Wide round me lie in one exhaustless view
Landscapes which fancy scarcely can pursue:
The plenteous farm – the field – the
buzy mill,
La-Prarie’s spire; the azure distant hill;
The winding river, where alternate smile,
The rocky shed18
– the intervening isle;
Whilst at my feet the sun’s last tranquil
ray
On Montrèal’s summits beams departing
day! |
(279-94) |
The most
obvious aspect of this passage is its obedience to picturesque
conventions. The “prospect” or “view”
is pleasing to the eye because it contains the elements
found in pictures of the sort painted by Claude Lorraine
and his followers: a “winding river,” a
variety of natural and built forms, a foreground, middle
ground, and background that each contain interesting
or colourful objects. A little less obvious perhaps
is the way in which the passage accords special attention
and praise to additions to the landscape that have rendered
it more visually appealing (“picturesque”)

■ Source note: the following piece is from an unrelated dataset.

Issue #1137, opened 2026-08-04
dnf is unavailable in containers


AlexandreDoneux:
**Describe the bug**
When using dnf inside of a container based on the env-base(inside the container, in a Dockerfile for an image based on it, etc.), this error is thrown :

and emotionally resonant (“romantic”) –
initially to the “mix’d protub’rance”
on Grant’s farm (and, thus, Grant’s “hard
industrious ... and assiduous taste”) and subsequently
to the prominent grave marker erected in accordance
with his wishes by Simon MacTavish’s widow in
the grounds of his (unfinished) Palladian or neoclassical
mansion on Mount Royal, a highly visible act of mourning
that not only bespoke his widow’s affection, but
also pointed towards the fur-trader’s mercantile
success, social ascent, and continuing influence.19
For Bayley, as for almost everyone else who wrote in
and about pre-Confederation Canada, the presence in
the landscape of thriving farms, substantial monuments,
and impressive architectural structures was more than
a sign of the colony’s economic progress: it was
evidence of the established presence of British taste,
sensibility, refinement, and, in a word, civilization.
IV
By
the time Bayley wrote and published Canada in
1805-06 – that is, over forty years after the
Treaty of Paris (1763) had formally ceded New France
to Great Britain – architectural and monumental
evidences of British civilization were becoming increasingly
conspicuous in Quebec and Montreal. Between 1799 and
1803 both places saw the erection of substantial testaments
to the establishment of “the British judicial
system” in the province in the form of Palladian
courthouses that were designed by British Army engineers
to accommodate the “British practice of involving
citizens in judicial proceedings – both as spectators
and as participants – in surroundings familiar
to them” (Carter 7, and see Giroux 78 and Kalman
1: 185-86).20
In 1804, another stone building designed by British
army engineers,21
the Anglican Church of the Holy Trinity in Quebec was
consecrated, and praised by Joseph Bouchette as “perhaps
the handsomest modern edifice in the city” for
its “chaste and correct ” “style of
architecture” and the “neat and unostentatious
elegance” of its sparingly decorated “interior”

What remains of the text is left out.